# TASK REQUIREMENTS
Copy every line of the data that contains the string "matlab".
___ DATA FOR REVIEW
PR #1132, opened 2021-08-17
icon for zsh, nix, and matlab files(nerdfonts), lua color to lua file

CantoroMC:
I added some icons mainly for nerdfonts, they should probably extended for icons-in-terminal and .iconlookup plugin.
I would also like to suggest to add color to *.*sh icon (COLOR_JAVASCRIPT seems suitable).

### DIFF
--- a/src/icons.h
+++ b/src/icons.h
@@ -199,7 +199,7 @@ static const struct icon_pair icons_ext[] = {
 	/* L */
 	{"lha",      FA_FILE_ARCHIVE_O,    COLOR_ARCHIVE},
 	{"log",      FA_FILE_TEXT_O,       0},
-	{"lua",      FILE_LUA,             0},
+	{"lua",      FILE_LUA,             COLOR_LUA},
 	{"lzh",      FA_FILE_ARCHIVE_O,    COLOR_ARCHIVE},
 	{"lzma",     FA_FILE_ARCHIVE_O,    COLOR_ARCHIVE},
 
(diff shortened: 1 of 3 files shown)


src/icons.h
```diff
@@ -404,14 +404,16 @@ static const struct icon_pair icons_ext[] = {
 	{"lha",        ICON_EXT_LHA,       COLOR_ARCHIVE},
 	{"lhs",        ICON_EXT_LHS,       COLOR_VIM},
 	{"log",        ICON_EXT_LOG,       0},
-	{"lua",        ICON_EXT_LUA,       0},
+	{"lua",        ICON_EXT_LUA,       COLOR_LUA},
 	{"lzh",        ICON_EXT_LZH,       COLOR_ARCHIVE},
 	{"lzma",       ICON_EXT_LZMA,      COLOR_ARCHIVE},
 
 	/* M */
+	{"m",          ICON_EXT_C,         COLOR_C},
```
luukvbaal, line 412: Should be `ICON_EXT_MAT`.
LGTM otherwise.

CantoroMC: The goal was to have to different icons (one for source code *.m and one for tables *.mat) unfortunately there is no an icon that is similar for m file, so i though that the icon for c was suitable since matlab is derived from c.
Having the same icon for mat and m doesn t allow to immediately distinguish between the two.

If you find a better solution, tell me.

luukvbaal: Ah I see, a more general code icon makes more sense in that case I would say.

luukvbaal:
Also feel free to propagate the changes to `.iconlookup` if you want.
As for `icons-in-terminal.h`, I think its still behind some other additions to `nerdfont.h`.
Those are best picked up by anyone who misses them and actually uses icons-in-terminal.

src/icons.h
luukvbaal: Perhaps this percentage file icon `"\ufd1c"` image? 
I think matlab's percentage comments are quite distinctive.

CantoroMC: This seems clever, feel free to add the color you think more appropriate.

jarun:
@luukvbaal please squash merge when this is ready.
______
# EXERCISE RESPONSE
icon for zsh, nix, and matlab files(nerdfonts), lua color to lua file
CantoroMC: The goal was to have to different icons (one for source code *.m and one for tables *.mat) unfortunately there is no an icon that is similar for m file, so i though that the icon for c was suitable since matlab is derived from c.
I think matlab's percentage comments are quite distinctive.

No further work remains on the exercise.